Но вековечная мечта Орлеанского дома всё-таки сбылась - в 1830-м революция привела к власти короля Луи-Филиппа, сына гражданина Эгалите. Правителем, он, впрочем, был настолько бездарным, что в 1848-м было решено избавиться не только от него лично, и не только от Орлеанов, и не только от Бурбонов в целом, но и от монархии вообще. Луи-Филипп бежал в Англию, а во дворце Пале-Рояль стали размещаться различные госучреждения, и, как и многие подобные здания, он был сожжён во время Парижской Коммуны. Именно "был сожжён", а не "сгорел", как иногда стыдливо говорят. Коммунары расставили ёмкости с бензином и при отступлении подожгли их. Так погибла ратуша, так погиб дворец Тюильри, так должен был погибнуть Лувр, но какой-то таинственный хозяйственник распродал, видимо, этот бензин автолюбителям... В общем, это здание, которое, как мы уже сегодня привыкли, было обнесено строительным забором - новодел. 

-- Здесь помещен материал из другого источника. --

PR #2832, opened 2025-05-07
Change cache access

TheErikNaz:
## Description
Change the cache access for a repo scope

## How Has This Been Tested?

- [ ] Added Unit Tests
- [ ] Updated e2e Tests
- [ ] Manual Testing
- [ ] Manual Load Test

## Kubernetes Checklist

## User Facing Changes

### DIFF
--- a/.github/workflows/check-links.yml
+++ b/.github/workflows/check-links.yml
@@ -18,8 +18,8 @@ jobs:
         uses: actions/cache@v4
         with:
           path: .lycheecache
-          key: cache-lychee-${{ github.repository_id }}
-          restore-keys: cache-lychee-${{ github.repository_id }}
+          key: cache-lychee-${{ github.event.pull_request.number }}
+          restore-keys: cache-lychee-${{ github.event.pull_request.number }}
 
       - name: Link Checker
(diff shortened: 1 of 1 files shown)


damemi (approved):

RonFed:
This means that each PR will have its own cache, right?
It's not in the repo scope as the PR headline says I guess.

.github/workflows/check-links.yml
```diff
@@ -42,4 +42,4 @@ jobs:
         if: always()
         with:
           path: .lycheecache
-          key: ${{ steps.restore-cache.outputs.cache-primary-key }}
+          key: cache-lychee-${{ github.event.pull_request.number }}
```
BenElferink, line 45: I think we can remove this entire segment.
We don't have to save the cache, that's an optional step and TBH I think it's interfering with the default/internal save:
```
Failed to save: Unable to reserve cache with key cache-lychee-2832, another job may be creating this cache.
Warning: Cache save failed.
```

TheErikNaz: Yeah 
I've made some more changes, now the cache is on a PR level
and also, only the first commit in the PR is cached

PR #2837, opened 2025-05-07
Add dependencies-syncer-bot PR check to release workflow

damemi:
## Description

Similar to https://github.com/odigos-io/odigos/pull/2680, this adds a pre-release check for open enterprise dependency sync PRs.

Currently, the release flow will create a release PR in the enterprise repo that is effectively a dependency sync. However, if there are currently failing tests with the current dependency sync, it would be good to catch these before we start a release flow instead of having to debug it mid release.

Making this a separate job so it can depend on the verify-offsets check, which itself will trigger a dependency bump if there are offsets changes to be merged

## How Has This Been Tested?

- [ ] Added Unit Tests
- [ ] Updated e2e Tests
- [ ] Manual Testing
- [ ] Manual Load Test

## Kubernetes Checklist

## User Facing Changes

### DIFF
--- a/.github/workflows/publish-modules.yml
+++ b/.github/workflows/publish-modules.yml
@@ -65,8 +65,63 @@ jobs:
             \"tag\": \"verify-offsets-failure\"
           }" $SLACK_WEBHOOK_URL      
 
-  print-tag:
+  verify-dependencies-sync:
     needs: verify-offsets
+    runs-on: ubuntu-latest
+    strategy:
+      matrix:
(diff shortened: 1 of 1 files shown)


damemi:
> I believe the release PR in Enterprise already inherits auto-syncer dependencies

Yeah, my goal here though is that if there are already failures with the dependency sync to catch that before we push a new tag to all our modules. So this forces us to fix it without starting a release

RonFed (approved):

PR #2846, opened 2025-05-09
go-offsets: Fix Helm chart upgrade and use correct file name

damemi:
## Description

Depends on https://github.com/odigos-io/odigos-enterprise/pull/918

This fixes an error where the Helm chart template would properly set an empty `offsets` configmap value on install, but on `helm upgrade` the existing configmap would cause the template to render nothing, leading to this error:

```
{"level":"error","ts":1746817250.7225494,"caller":"enterprise/main.go:65","msg":"failed to set up ebpf factories","error":"stat /offsets/offset_results.json: no such file or directory","stacktrace":"main.main\n\t/go/src/github.com/odigos-io/odigos-enterprise/odiglet/cmd/enterprise/main.go:65\nruntime.main\n\t/usr/local/go/src/runtime/proc.go:272"}
```

This makes sure the value is always present, set or not. Doing so requires the JSON offsets value to be escaped (if it exists). https://github.com/odigos-io/odigos-enterprise/pull/918 updates the enterprise odiglet to parse that encoded JSON value

## How Has This Been Tested?

- [ ] Added Unit Tests
- [ ] Updated e2e Tests
- [ ] Manual Testing
- [ ] Manual Load Test

## Kubernetes Checklist

## User Facing Changes


RonFed:
we should add a `helm-upgrade` test similar to the one we have for cli, I guess that would have caught this

RonFed (approved):

BenElferink (approved):

PR #2847, opened 2025-05-10
feat: allow hexencoded url template path with captical letters

blumamir:
This PR address minor improvments to url templatization following user feedbacks:

- support hex encoded strings with capital letters.
- fix configuration example in the README
- minor text improvments in README
- add warning at beginning of README about high cardinality 

Add unit test

### DIFF
--- a/collector/processors/odigosurltemplateprocessor/templatize.go
+++ b/collector/processors/odigosurltemplateprocessor/templatize.go
@@ -30,7 +30,7 @@ var (
 	// - An even number of characters
 	//
 	// It is considered safe as:
-	// - letters are only limited to lowercase a-f, which any real word with 16 chars or more will fail.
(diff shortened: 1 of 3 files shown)


collector/processors/odigosurltemplateprocessor/templatize.go
```diff
@@ -36,11 +36,11 @@ var (
 	//
 	// Explanation (ChatGPT):
 	// - (?:...) — A non-capturing group.
-	// - [0-9a-f]{2} — Matches exactly two hexadecimal characters.
+	// - [0-9a-fA-F]{2} — Matches exactly two hexadecimal characters.
```
RonFed, line 39: The comment above mentions only lower case is supported, so it should be updated.

RonFed (approved):

PR #2848, opened 2025-05-10
chore: update to go1.24

RonFed:


damemi (commented):
@RonFed do you think we should wait until opentelemetry updates to 1.24? https://github.com/open-telemetry/opentelemetry-collector/blob/4ca0f1829e0a348738caab8799237d395a975888/go.mod#L11

RonFed:
@damemi hmm that's a good point. It does not seem to break anything upgrading to 1.24 and the collector packages on 1.23. 
I saw that the k8s packages bumps require 1.24 hence I created this PR.

damemi:
@RonFed ah good point, I didn't know k8s was up to 1.24 already. We should probably go with that then, I don't think it will hurt the collector packages

BenElferink (approved):

PR #2849, opened 2025-05-11
Karpenter use startup taints

tamirdavid1:
## Description

This PR addresses a customer issue when installing Karpenter alongside Odigos.

Currently, when odiglet is scheduled on a node, it adds a label indicating that it's installed. Separately, the instrumentor webhook sets a node affinity on instrumented pods to ensure they are only scheduled on nodes where odiglet has already been deployed.

The problem arises because the label added by odiglet is applied dynamically after scheduling, and Karpenter is unaware of it — it's not part of the NodePool's provisioning template. As a result, Karpenter does not provision a new node, since it sees no way to satisfy the pod's node affinity.

To solve this, Karpenter provides a feature called startup taints. These taints are applied when a node is provisioned and are meant to be removed by services like odiglet once the node is fully initialized. Since Karpenter ignores these taints when scheduling pods, it can still provision the node even though no pods match it yet. Once odiglet finishes preparing the node, it removes the startupTaint, allowing instrumented pods to be scheduled.

I've documented the full setup process for enabling this integration. Please review it carefully — the flow can be a bit unintuitive, so your feedback or suggestions for clarification would be valuable.
## How Has This Been Tested?

- [ ] Added Unit Tests
- [ ] Updated e2e Tests
- [X] Manual Testing
- [ ] Manual Load Test

## Kubernetes Checklist

## User Facing Changes

- [X] Users need to take action before upgrading


TheErikNaz (approved):

k8sutils/pkg/node/node.go
```diff
@@ -33,3 +38,57 @@ func DetermineNodeOdigletInstalledLabelByTier() string {
...
+	const (
+		startupTaintKey    = consts.KarpenterStartupTaintKey
+		startupTaintEffect = v1.TaintEffectNoSchedule
+		maxRetries         = 5
+		retryInterval      = 1 * time.Second
+	)
+
+	ctx := context.Background()
+
+	for attempt := 1; attempt <= maxRetries; attempt++ {
```
RonFed, line 52: nit: `client-go` has the builtin retry functions - that we use for the instrumentation instance updates.
maybe better to also use it here

cli/cmd/resources/odiglet.go
```diff
@@ -123,7 +129,7 @@ func NewOdigletClusterRole(psp, ownerPermissionEnforcement bool) *rbacv1.Cluster
 			{ // Needed for virtual device registration
 				APIGroups: []string{""},
 				Resources: []string{"nodes"},
-				Verbs:     []string{"get", "list", "watch", "patch"},
+				Verbs:     []string{"get", "list", "watch", "patch", "update"},
```
RonFed, line 132: please update the comment above with the reason

helm/odigos/templates/odigos-config-cm.yaml
```diff
@@ -135,4 +135,7 @@ data:
     {{- if .Values.nodeSelector }}
     nodeSelector:
       {{- toYaml .Values.nodeSelector | nindent 6 }}
+    {{- if .Values.karpenterEnabled }}
+    karpenterEnabled: {{ .Values.karpenterEnabled }}
+    {{- end }}
```
RonFed, line 140: from the `values.yaml` it looks like it should be
`.Values.karpenter.enabled`
or we should change the values.yaml
I prefer the `karpenter.enabled` one

tamirdavid1: Thanks for the comment

odiglet/odiglet.go
```diff
@@ -189,13 +191,37 @@ func OdigletInitPhase(clientset *kubernetes.Clientset) {
...
 	}
 
-	odigletInstalledLabel := k8snode.DetermineNodeOdigletInstalledLabelByTier()
+	ctx := context.Background()
 
-	log.Logger.V(0).Info("Adding Label to Node", "odigletLabel", odigletInstalledLabel)
+	// Get Odigos configuration to check if Karpenter is enabled
+	odigosConfig, err := k8sutils.GetCurrentOdigosConfigWithClientset(ctx, clientset)
+	if err != nil {
+		if errors.Is(err, k8sutils.ErrOdigosEffectiveConfigNotFound) {
```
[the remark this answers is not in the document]
tamirdavid1: Added retry mechism

RonFed (approved):

odiglet/odiglet.go
```diff
@@ -189,13 +192,45 @@ func OdigletInitPhase(clientset *kubernetes.Clientset) {
...
+	if odigosConfig.KarpenterEnabled != nil && *odigosConfig.KarpenterEnabled {
+		log.Logger.Info("KarpenterEnabled is true, attempting to remove startup taint")
+		if err := k8snode.RemoveStartupTaint(clientset, nn); err != nil {
+			log.Logger.Error(err, "Failed to remove startup taint from node")
+			os.Exit(-1)
+		} else {
+			log.Logger.Info("Successfully removed startup taint from node")
+		}
+	} else {
+		// Karpenter is not enabled, add the odiglet installed label to the node <Default behavior>
```
blumamir, line 226: can we also add this label with Karpetner?
will it do any harm, givin that the webhook will not set any taints for it?

helm/odigos/values.yaml
```diff
@@ -249,3 +249,10 @@ avoidInjectingJavaOptsEnvVar: null
 # Optional NodeSelector to apply to all Odigos components
 # Note: Odigos will only be able to instrument workloads on the same nodes.
 nodeSelector: {}
+
+
+# Karpenter settings, before changing to true please modify the karpenter-node-template.yaml file
+# to add the odigos-agent startupTaints configuration.
+# https://karpenter.sh/docs/concepts/nodepools/
```
blumamir, line 256: consider giving the link to the section you've added to docs with specific odigos instructions

instrumentor/controllers/agentenabled/pods_webhook.go
```diff
@@ -86,8 +86,10 @@ func (p *PodsWebhook) Default(ctx context.Context, obj runtime.Object) error {
 		return nil
 	}
 
-	// Add odiglet installed node-affinity to the pod
-	podutils.AddOdigletInstalledAffinity(pod)
+	// Add odiglet installed node-affinity to the pod, for non Karpenter installations
+	if odigosConfig.KarpenterEnabled == nil || !*odigosConfig.KarpenterEnabled {
+		podutils.AddOdigletInstalledAffinity(pod)
+	}
```
blumamir, line 92: else - we should add affinity to never be scheduled on nodes with `odigos.io/needs-init` so that we don't attempt to start an instrumented pod on a node that has no `/mnt/var/log` setup

odiglet/odiglet.go
```diff
@@ -189,13 +192,45 @@ func OdigletInitPhase(clientset *kubernetes.Clientset) {
...
+		} else {
+			log.Logger.Error(err, "Failed to fetch Odigos configuration")
+			os.Exit(-1)
+		}
+	}
+
+	// If Karpenter is enabled, remove the startup taint from the node
+	if odigosConfig.KarpenterEnabled != nil && *odigosConfig.KarpenterEnabled {
+		log.Logger.Info("KarpenterEnabled is true, attempting to remove startup taint")
+		if err := k8snode.RemoveStartupTaint(clientset, nn); err != nil {
```
blumamir, line 219: consider always attempting to remove the taint if found

blumamir (approved):

instrumentor/controllers/agentenabled/pods_webhook.go
tamirdavid1: As discussed, this is happen because of the taint added to the node by Karpenter with the effect of NoSchedule

odiglet/odiglet.go
tamirdavid1: done, really simplify the code! Thanks

helm/odigos/values.yaml
tamirdavid1: added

Сквозь дырку в этом самом заборе можно было углядеть загадочное творение концептуального скульптора Даниеля Бюрена. Абсолютно все его произведения - полосатые, вот и эти разновысокие колонны - тоже. Говорят, их 260, но не считал. Говорят, что полоски эти шириной 8.7 см, но не мерял. Говорят, что это что-то символизирует, но что именно - никто не знает. Сам Бюрен в ответ на этот вопрос всегда нёс такую ахинею, причём каждый раз разную, что его никто теперь про это и не спрашивает.

Ну а мы, не ломая голову над неразрешимыми загадками бытия, вышли на улицу Святого Гонория.